═════ Input material
PR #2954, opened 2025-12-14
Add DataLoader to MathQA benchmarking script

ParagEkbote:
Refs #2310 

As described in the [open tasks](https://github.com/huggingface/peft/tree/main/method_comparison/MetaMathQA#open-tasks) for the benchmarking of LoRA methods, I have added a dataloader to [data.py](https://github.com/huggingface/peft/blob/main/method_comparison/MetaMathQA/data.py) script. Before integrating it in [run.py](https://github.com/huggingface/peft/blob/main/method_comparison/MetaMathQA/run.py), I had a few queries:

1. Is the `default_data_collator` collator ideal for benchmarking or something more advanced like `DataCollatorWithPadding` preferred?

2.  Are there any tests needed for checking improvement in throughput or memory needed?

 Could you please review?

cc: @BenjaminBossan

### DIFF
--- a/method_comparison/MetaMathQA/data.py
+++ b/method_comparison/MetaMathQA/data.py
@@ -22,7 +22,8 @@ from functools import partial
 import datasets
 import numpy as np
 from datasets import Dataset, load_dataset
-
+from torch.utils.data import DataLoader
+from transformers import default_data_collator
 
 # with a token limit of 768 for query + response, we have to exclude all texts with length > 1304; this leaves 93.8% of
 # the dataset
@@ -115,3 +116,26 @@ def get_wiki_small(num_samples: int = 100) -> list[str]:
     dataset_head = ds.take(num_samples)
     rows = [row["text"] for row in dataset_head]
     return rows
+
+def make_dataloader(
+    ds: Dataset,
+    *,
+    batch_size: int,
+    shuffle: bool = False,
+    num_workers: int = 0,
+):
+    """
+    Create a PyTorch DataLoader from a Hugging Face Dataset.
+
+    This is intended for benchmarking and evaluation loops.
+    """
+    ds = ds.with_format("torch")
+
+    return DataLoader(
+        ds,
+        batch_size=batch_size,
+        shuffle=shuffle,
+        num_workers=num_workers,
+        collate_fn=default_data_collator,
+        pin_memory=True,
+    )


BenjaminBossan:
Thanks for the PR. Note that this may not be quite as easy to do anymore as we added a `BucketIterator` for more efficient batching:

https://github.com/huggingface/peft/blob/c5a905d097b3c5ba0caf4cfd39cc8e8aeb0d8f56/method_comparison/MetaMathQA/utils.py#L296

Honestly, I'm not sure if adding the standard torch `DataLoader` at this point is still very useful. It does have some nice features like parallelization, but that's really not a huge deal for this dataset. And when it comes to padding, I do remember that it was a bit tricky to get it completely right -- the padding is done manually in multiple places for now. Possibly, this could be helped with a better collator, but it would require good testing to ensure that there is no change to the current logic and we don't have unit tests for this script.

You could give it a try and see if you can simplify/improve the training code this way, but I think the expected value of working on this wouldn't be too big.

ParagEkbote:
So, in the open tasks mentioned, which of the pending tasks are considered to have a higher priority?

cc: @BenjaminBossan

BenjaminBossan:
Hmm, good question. Perhaps it would be a good idea to remove the `DataLoader` item from the list and mention that if anyone wants to contribute, they should open an issue on PEFT first to ask for feedback.

Among the open tasks, I think that 1. ensuring that we get similar results with `Trainer` and 2. investigating AMP would be the most important. But these aren't really contributions to the code base but rather testing out some stuff. Depending on the results, there might be follow up work that leads to a code contribution, but there is no guarantee.

Another way to contribute would be by adding experiment settings, see the discussions at the end of #2310. This requires access to hardware that can run the experiments at a decent speed.

ParagEkbote:
Can the vLLM addition and clean-up of prints also be considered testing issues. Would you like me to open a seperate PR specifying which are test issues and code issues in the readme?

cc: @BenjaminBossan

BenjaminBossan:
> Can the vLLM addition and clean-up of prints also be considered testing issues

Regarding vLLM, over time we have sped up generation times quite well, so it's less of an issue now. As mentioned, for testing, it's still a bit on the slow side. I think the main value of adding vLLM would be more of a learning experience, I'm not sure if it's worth it to add it as a dependency.

Regarding the prints, it's not super high value and I'd have to check how to best stream them, it's more of a personal judgment.

> Would you like me to open a seperate PR specifying which are test issues and code issues in the readme?

You could do a PR with that change, yes. Please also remove the `DataLoader` item and add a sentence about first opening  an issue before starting the work. Thanks!

githubnemo:
*not stale*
══════════
→ **Assigned task**
For this task, copy every line of the material in which "clean" appears.

→ **Final answer**
Can the vLLM addition and clean-up of prints also be considered testing issues. Would you like me to open a seperate PR specifying which are test issues and code issues in the readme?
> Can the vLLM addition and clean-up of prints also be considered testing issues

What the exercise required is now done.